Guido Imbens is Professor of Economics at the Graduate School of Business at Stanford University.

http://www.gsb.stanford.edu/users/imbens

This is very helpful, and an issue I'm struggling with currently. My program is evaluating individuals nested within village clusters within districts, and in our particular setting we believe there is clustering at both the village cluster and district levels. Our comparison individuals are both within the treatment district and in neighboring untreated districts, so it's nice to hear that "clustering adjustments may not matter much."

For a typical impact measure in our data, the normal and robust standard errors are identical at .120, the village-clustered standard errors go up to .157, and the district-clustered standard errors go up to .178 (which pushes the statistical significance of the result from .001 to .014 to .081, effect size .2). Does this count as not mattering much? If I am unsure from a theoretical / program setting point of view, how do I decide which to use from there? Should I choose the clustering that gives the largest standard errors to play it safe?

I've tentatively decided to use village-clustered errors based on our best intuition of the program setting, but is that just one more researcher degree of freedom that I'm tweaking for my own benefit?

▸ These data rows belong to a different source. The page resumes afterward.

PR #472, opened 2020-02-26
Data Outage Banner

skyqrose:
Screen Shot 2020-02-26 at 10 25 11

Asana Task: [Let users know when Skate data is stale/we have lost live data connection](https://app.asana.com/0/1148853526253426/1156122231748753)
For simplicity, this is just the outage banner. The restored banner will be broken into a [separate task](https://app.asana.com/0/1148853526253420/1163528387235355).

---

A bus is considered stale if its timestamp is more than 2½ minutes old. We consider there to be an outage if more than 20% of buses are stale and there are at least 3 stale buses. There's a lot of wiggle room to adjust those thresholds.

In particular I'm a little unsure about what realtime data looks like overnight and how to make sure it doesn't say there's an outage when there isn't, hence the "at least 3 stale buses" check, but that also means that if we lose all realtime data and say there are no buses, it won't post the banner. I think that's okay since it'd be obvious if there are no buses, and I think avoiding false positives is probably more important, but want to get a second opinion on that.

---

Unfortunately, to display the banner, a lot of the places we use fixed positioning wouldn't work anymore (they would display over the banner), so I had to change a lot of the layout to use relative/absolute positioning instead. Most of the QAing for this task will be around making sure I didn't break anything by doing that.

The user-facing change that I know of from that is that the route ladder horizontal scrolling now happens on the route ladders instead of the whole page. (Notice the scrollbar in the screenshot.) This means:
* Swiping on the tab bar or route picker won't move the ladders anymore.
* The VPP modal prevents scrolling the ladders since they're behind the modal.

I'm pretty unsure about all of this since CSS is so messy. I'd be on the lookout for other regressions and better ways to organize things.

---

This is the 3rd place we're using channels like this, and I'm seeing a lot of duplication, inconsistencies in how we do things like close the channels, and some untested behavior (like getting the data from the initial result). I have a plan to unify and polish a bunch of that, but it'd make this PR a bit big, and the status quo is fine enough for this new work, so I'll do that as a followup.

---

I'm planning to deploy this to dev for easier testing on tablets. That will allow for checking most of the css changes. Unless we happen to have a data outage while this PR is open, you won't be able to see the banner, though. I have a modified version running locally that fakes an outage so we can see what it feels like with the banner open. Let me know if you want to take a look at that in person.


lib/realtime/server.ex
```diff
@@ -109,8 +126,11 @@ defmodule Realtime.Server do
         ) :: term()
   def update(update_term, server \\ __MODULE__)
 
-  def update({:vehicle_positions, vehicles_by_route_id, shuttles}, server) do
-    GenServer.cast(server, {:update, :vehicle_positions, vehicles_by_route_id, shuttles})
+  def update({:vehicle_positions, vehicles_by_route_id, shuttles, data_status}, server) do
```
paulswartz: This seems like an annoying place to include the data status, as demonstrated by all the tests you needed to update to include this data. 

What do you think about having a separate `Server` for the current status, which itself can listen for for updates to vehicle positions and do the appropriate calculations?

lib/realtime/data_status.ex
```diff
@@ -1,8 +1,51 @@
...
+  end
+
+  @spec vehicle_is_good(Vehicle.t(), Util.Time.timestamp()) :: boolean()
+  defp vehicle_is_good(vehicle, now) do
+    age_seconds = now - vehicle.timestamp
+    # 2 and a half minutes ago.
+    age_seconds < 150
+  end
+
+  @spec count_partition([element], (element -> bool())) :: {non_neg_integer(), non_neg_integer()}
```
paulswartz: You don't actually care about the number of good vehicles, so you could have this return `{predicate_count, total_count}` and change the predicate to `vehicle_is_bad`.

lib/realtime/data_status.ex
```diff
@@ -1,8 +1,51 @@
...
+    now = now_fn.()
+
+    {good_count, bad_count} =
+      vehicles
+      |> Enum.filter(&should_consider?/1)
+      |> count_partition(fn vehicle -> vehicle_is_good(vehicle, now) end)
+
+    total_count = good_count + bad_count
+
+    if bad_count >= 2 and bad_count / total_count > 0.20 do
```
paulswartz: What happens if all the vehicles are stale?

lib/realtime/data_status.ex
arkadyan: I would go further and say that I'm not sure you need to partition at all. You already know the total count: it is `vehicles |> Enum.filter(&should_consider?/1) |> length()`. You also know the threshold of bad results you have to cross, the max of `count * 0.2` and `3`, so you don't even actually care about the bad count. I think you could probably use `Stream.take_while/2` or something and lazily evaluate such that you can stop as soon as you've crossed the threshold.

lib/realtime/data_status.ex
skyqrose: If all of them are unassigned, then we'll show the status as good (but all the buses will be ghosts, so the problem will be obvious).

If all assigned buses are stale, then we'll show the outage banner.

lib/realtime/data_status.ex
skyqrose: `length()` is linear time, and we at least need that, so this needs to take linear time no matter what. Using `take_while` for the second step doesn't save us from that.

As for getting the total count, I chose this way to stay the same as [`Enum.partition()`](https://hexdocs.pm/elixir/1.0.5/Enum.html#partition/2), which returns `{true_results, false_results}`.

arkadyan:
What's the plan for testing this and should Ingrid be a reviewer?

lib/realtime/server.ex
skyqrose: It is annoying. I gave it a shot in `Realtime.DataStatusRegistry` (though I left the calculations in the same place, and the new genserver just passes that result through)

lib/realtime/supervisor.ex
```diff
@@ -5,11 +5,15 @@ defmodule Realtime.Supervisor do
...
   end
 
+  @spec registry_name() :: Registry.registry()
+  def registry_name(), do: Realtime.Registry
+
   @impl true
   def init(:ok) do
     children = [
-      {Registry, keys: :duplicate, name: Realtime.Server.registry_name()},
+      {Registry, keys: :duplicate, name: registry_name()},
```
paulswartz: Do you need two separate registries? Maybe a pattern like [events.ex](https://github.com/mbta/api/blob/master/apps/events/lib/events.ex) where clients provide the key they're registering for would work, with keys like `:data_status` and `{:route, ID}`.

skyqrose: It is just one registry. The key is the pid of the pubsub genserver (`server.ex` or `data_status_registry.ex`).

paulswartz: Ah, can we give it a different name then? Maybe `DataStatusServer`?

skyqrose:
Akira tested it and said it was good, but if you could run it locally too during your review for another set of eyes, that'd help me feel more confident in it.

To force the banner to show up locally, change `Realtime.DataStatus.data_status` to always return `:outage`.

Ingrid just had one comment about font styling that I still need to fix but shouldn't get in the way of your review.

lib/realtime/supervisor.ex
skyqrose: `DataStatusPubsub`?

skyqrose:
Yeah, I tested it on the tablets.

I'm looking at the codecov failures.
One is due to not testing data initially returned from joining the channel. We don't currently have a way to test that, but the followup PR I mentioned will be able to test that case (for this channel and the others).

Thank you, Guido, Berk et al., for the great idea of this series and for this superb post in particular. It happens to be immediately useful to me. Do you have a submission mechanism for future editions?

Hi Michael,

Thanks. You can email [email protected]. We can't guarantee success, but we will pass on good questions...

Thank you guys, this is really helpful and interesting! For the other Dan above, I think a good rule of thumb is to cluster on the level at which the intervention takes place. Given that within a treatment district you have both control and treatment individuals (which I assume correspond to treatment and control villages?), I think clustering at the village level is appropriate.

Great to read this post. I've been worried about this issue since I read the interesting discussion in this post:

http://chrisblattman.com/2011/11/29/the-millennium-villages-evaluated-a…

With only two states, one cannot separately identify treatment and state effects, as Prof Imbens points out.

For more information about selecting prior distributions for the state effects variance parameters, see "Prior distributions for variance parameters in hierarchical models" A Gelman, Bayesian Analysis, 2006, 1(3) p.515-533. With small numbers of states it is better to use Uniform priors on these variance parameters, if one wants a noninformative prior.

I think that the multilevel modeling approach is to model until units are exchangeable. In other words, in Dan Killian's example, one would add levels for both the villages and districts, because villages may not be considered exchangeable without conditioning on district. I think that framing the question of "when to cluster" in terms of exchangeability is useful. This is discussed a lot in both the Gelman-Hill book cited in this post, and Bayesian Data Analysis by Gelman, Carlin, Stern, Dunson, Vehtari, and Rubin.